[THE RECORDS — start]
PR #4089, opened 2025-01-13
docs: warn that mise is not a dependency manager

syhol:
## Summary

- A response to https://github.com/jdx/mise/discussions/4043
- An extension of https://github.com/jdx/mise/commit/42dcb3bc5a6547d3d148c391ceccfd9228e34669
- Renaming `package` -> `tool`
- Adding warnings

### Warnings

Perhaps these warnings are too loud, we could either move them somewhere else in the page or convert them to normal paragraphs. But for now this is how they look:

image

image

image

image

image

image

### DIFF
--- a/docs/dev-tools/backends/cargo.md
+++ b/docs/dev-tools/backends/cargo.md
@@ -1,5 +1,10 @@
 # Cargo Backend
 
+::: warning
+Mise is not a replacement for a project dependency manager. Please continue to use `cargo`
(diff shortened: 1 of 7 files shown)


jdx:
I think the changes I put into pipx are plenty here. I don't won't to admonish this too much because mise _does_ manage dependencies with default packages, so we can't really say it's not a package manager

syhol:
No problem, I'll close this

PR #4094, opened 2025-01-14
fix: Fixes infinite loop in auto install not found bash function

bnorick:
This infinite loop bug is triggered when `mise` itself becomes not found, e.g., by deleting the directory `mise` is in.

Here's some output of the shell with `set -x` on when doing `rm -rf` on the directory (`workspace/`) containing `mise` in some subpath:
```
+ rm -rf workspace/
++ _mise_hook
++ local previous_exit_status=0
+++ mise hook-env -s bash
+++ local command
+++ command=hook-env
+++ '[' 3 = 0 ']'
+++ shift
+++ case "$command" in
+++ command mise hook-env -s bash
+++ mise hook-not-found -s bash -- mise
+++ local command
+++ command=hook-not-found
+++ '[' 5 = 0 ']'
+++ shift
+++ case "$command" in
+++ command mise hook-not-found -s bash -- mise
+++ mise hook-not-found -s bash -- mise
+++ local command
+++ command=hook-not-found
+++ '[' 5 = 0 ']'
+++ shift
+++ case "$command" in
+++ command mise hook-not-found -s bash -- mise
+++ mise hook-not-found -s bash -- mise
+++ local command
+++ command=hook-not-found
+++ '[' 5 = 0 ']'
+++ shift
+++ case "$command" in
+++ command mise hook-not-found -s bash -- mise
+++ mise hook-not-found -s bash -- mise
+++ local command
+++ command=hook-not-found
+++ '[' 5 = 0 ']'
+++ shift
+++ case "$command" in
+++ command mise hook-not-found -s bash -- mise
+++ mise hook-not-found -s bash -- mise
```

### DIFF
--- a/src/shell/bash.rs
+++ b/src/shell/bash.rs
@@ -71,7 +71,7 @@ impl Shell for Bash {
                 fi
 
                 command_not_found_handle() {{
-                    if [ "$1" != "mise" ] && {exe} hook-not-found -s bash -- "$1"; then
+                    if [[ "$1" != "mise" && "$1" != "mise-"* ]] && {exe} hook-not-found -s bash -- "$1"; then
                       _mise_hook
                       "$@"
                     elif [ -n "$(declare -f _command_not_found_handle)" ]; then
--- a/src/shell/bash.rs
+++ b/src/shell/bash.rs
@@ -56,7 +56,7 @@ impl Shell for Bash {
             {chpwd_load}
             chpwd_functions+=(_mise_hook)
             _mise_hook
-            "#, 
+            "#,
             chpwd_functions = include_str!("../assets/bash_zsh_support/chpwd/function.sh"),
             chpwd_load = include_str!("../assets/bash_zsh_support/chpwd/load.sh")
             });
@@ -71,7 +71,7 @@ impl Shell for Bash {
                 fi
 
                 command_not_found_handle() {{
-                    if {exe} hook-not-found -s bash -- "$1"; then
+                    if [ "$1" != "mise" ] && {exe} hook-not-found -s bash -- "$1"; then
                       _mise_hook
                       "$@"
                     elif [ -n "$(declare -f _command_not_found_handle)" ]; then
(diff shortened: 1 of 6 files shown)


bnorick:
Tests failed because I didn't update the test snap, I did that now. However, this made me realize that this'll need fixing for the other shells too, which I am not proficient in.

bnorick:
The remaining failure, related to `docker-compose` seems unrelated to this? Not sure what is going on there...

```
 mise docker-compose@2.32.3  install
  mise docker-compose@2.32.3  download docker-compose-linux-x86_64
  mise docker-compose@2.32.3  checksum docker-compose-linux-x86_64
  mise docker-compose@2.32.3  extract docker-compose-linux-x86_64
  mise docker-compose@2.32.3 ✓ installed
  mise $ /home/runner/.local/share/mise/installs/docker-compose/2.32.3/docker-cli-plugin-docker-compose --version
  Docker Compose version 083f676
  mise ERROR docker-compose: 
     0: expected output not found: Docker Compose version v2.32.3, got: Docker Compose version 083f676
 ```

File: src/shell/bash.rs [hunk 1]
```diff
@@ -71,7 +71,7 @@ impl Shell for Bash {
                 fi
 
                 command_not_found_handle() {{
-                    if {exe} hook-not-found -s bash -- "$1"; then
+                    if [ "$1" != "mise" ] && {exe} hook-not-found -s bash -- "$1"; then
```
jdx: this should match this logic https://github.com/jdx/mise/blob/801a880be383dbdd1502a857b7281b431489a1e5/src/cli/version.rs#L95 since "mise-foo" is a valid mise name

jdx:
I'd like at least support for zsh (which should be close to bash), fish would also be quite nice but the others I'm not so concerned about, I don't even think most of them have not_found handlers

bnorick:
I didn't check whether the `zsh` or `fish` implementations work and they were guided by an LLM. Any help here would be appreciated.

PR #4100, opened 2025-01-14
fix: use vars in [env] templates

hverlin:
https://github.com/jdx/mise/discussions/4099

### DIFF
--- a/e2e/env/test_env_template
+++ b/e2e/env/test_env_template
@@ -4,20 +4,20 @@ cat <<EOF >mise.toml
 [env]
 ENV_TMPL_EXEC = "{{ exec(command='echo foo') }}"
 EOF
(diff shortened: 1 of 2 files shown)


e2e/env/test_env_template
```diff
@@ -4,20 +4,20 @@ cat <<EOF >mise.toml
 [env]
 ENV_TMPL_EXEC = "{{ exec(command='echo foo') }}"
 EOF
-assert "mise env -s zsh | grep ENV_TMPL_EXEC" "export ENV_TMPL_EXEC=foo"
```
hverlin, line 7: I can revert, but it fails locally otherwise when I run:
```
mise run test:e2e -- test_env_template
```
(even on main)

PR #4101, opened 2025-01-14
feat: allow to specify Rust profile

### LINKED ISSUE #4085: Allow to specify Rust profile
### Discussed in https://github.com/jdx/mise/discussions/4083

<sup>Originally posted by **Birdie0** January 13, 2025</sup>
When Rust is being installed with mise it's not possible to specify [profile](https://rust-lang.github.io/rustup/concepts/profiles.html) which would be quite useful in cases when you need just compiler, allowing to save some space and time.
</div>

roele:
Fixes #4085

### DIFF
--- a/src/cmd.rs
+++ b/src/cmd.rs
@@ -248,6 +248,13 @@ impl<'a> CmdLineRunner<'a> {
         None
     }
 
+    pub fn opt_arg<S: AsRef<OsStr>>(mut self, arg: Option<S>) -> Self {
+        if let Some(arg) = arg {
+            self.cmd.arg(arg);
+        }
+        self
+    }
+
     pub fn arg<S: AsRef<OsStr>>(mut self, arg: S) -> Self {
         self.cmd.arg(arg.as_ref());
         self
--- a/src/plugins/core/rust.rs
+++ b/src/plugins/core/rust.rs
@@ -108,7 +108,7 @@ impl Backend for RustPlugin {
             .with_pr(&ctx.pr)
             .arg("toolchain")
             .arg("install")
-            .opt_arg(profile.as_ref().and_then(|_| Some("--profile")))
+            .opt_arg(profile.as_ref().map(|_| "--profile"))
             .opt_arg(profile)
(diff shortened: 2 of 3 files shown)


src/plugins/core/rust.rs
```diff
@@ -102,6 +110,8 @@ impl Backend for RustPlugin {
             .with_pr(&ctx.pr)
             .arg("toolchain")
             .arg("install")
+            .arg("--profile")
+            .arg(self.tv_profile(&tv))
```
jdx: I think if the user doesn't specify we should just not specify this arg at all. I haven't looked it up but I suspect there may be env vars and things that would also set this we should respect but specifying the arg may override

roele: valid concern, i assume the option will override the default set via `rustup set profile minimal`. could not find anything about environment variables though.

https://rust-lang.github.io/rustup/concepts/profiles.html

src/cmd.rs
```diff
@@ -248,6 +248,13 @@ impl<'a> CmdLineRunner<'a> {
         None
     }
 
+    pub fn opt_arg<S: AsRef<OsStr>>(mut self, arg: Option<S>) -> Self {
```
jdx, line 251: clever!

src/plugins/core/rust.rs
```diff
@@ -98,10 +102,17 @@ impl Backend for RustPlugin {
...
+        let profile = self.tv_profile(&tv);
+        let profile_option = match profile {
+            Some(_) => Some("--profile"),
+            None => None,
+        };
         CmdLineRunner::new(RUSTUP_BIN)
             .with_pr(&ctx.pr)
             .arg("toolchain")
             .arg("install")
+            .opt_arg(profile_option)
```
jdx:
```suggestion
            .opt_arg(profile.and_then(|_| "--profile")
```

jdx: might need an `.as_ref()` for this to work without moving `profile`

PR #4106, opened 2025-01-14
feat(registry): add aqua and cmdx

scop:
Makes it easier to contribute to aqua registry.

### DIFF
--- a/registry.toml
+++ b/registry.toml
@@ -83,6 +83,8 @@ apollo-router.backends = [
     "asdf:safx/asdf-apollo-router"
 ]
 apollo-rover.backends = ["ubi:apollographql/rover"]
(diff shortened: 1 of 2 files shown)


registry.toml
```diff
@@ -368,6 +370,8 @@ cmake.backends = [
     "vfox:mise-plugins/vfox-cmake"
 ]
 cmctl.backends = ["aqua:cert-manager/cmctl", "asdf:asdf-community/asdf-cmctl"]
+cmdx.backends = ["ubi:suzuki-shunsuke/cmdx"]
```
scop, line 373: Is available in aqua registry but can't use that here due to https://github.com/jdx/mise/discussions/4092

PR #10302, opened 2026-06-11
feat(backend): allow version_expr to post-process version_regex results

konono:
## Summary

  - Allow `version_expr` and `version_regex` to work together as a pipeline: regex extracts versions, then expr post-processes them (e.g. sorting)
  - Previously these were mutually exclusive in an `if/else if` chain (#7723). This PR allows combining them, but if there was a reason for keeping them separate, happy to take a different approach.
  - Fix `oc` and `openshift-install` version sorting by adding `sortVersions(versions)` to their registry entries

  ## Motivation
[THE RECORDS — finish]
→ EXERCISE BRIEF: Copy from the entries only those lines that hold the word "override".

→ EXERCISE RESULT:
jdx: I think if the user doesn't specify we should just not specify this arg at all. I haven't looked it up but I suspect there may be env vars and things that would also set this we should respect but specifying the arg may override
roele: valid concern, i assume the option will override the default set via `rustup set profile minimal`. could not find anything about environment variables though.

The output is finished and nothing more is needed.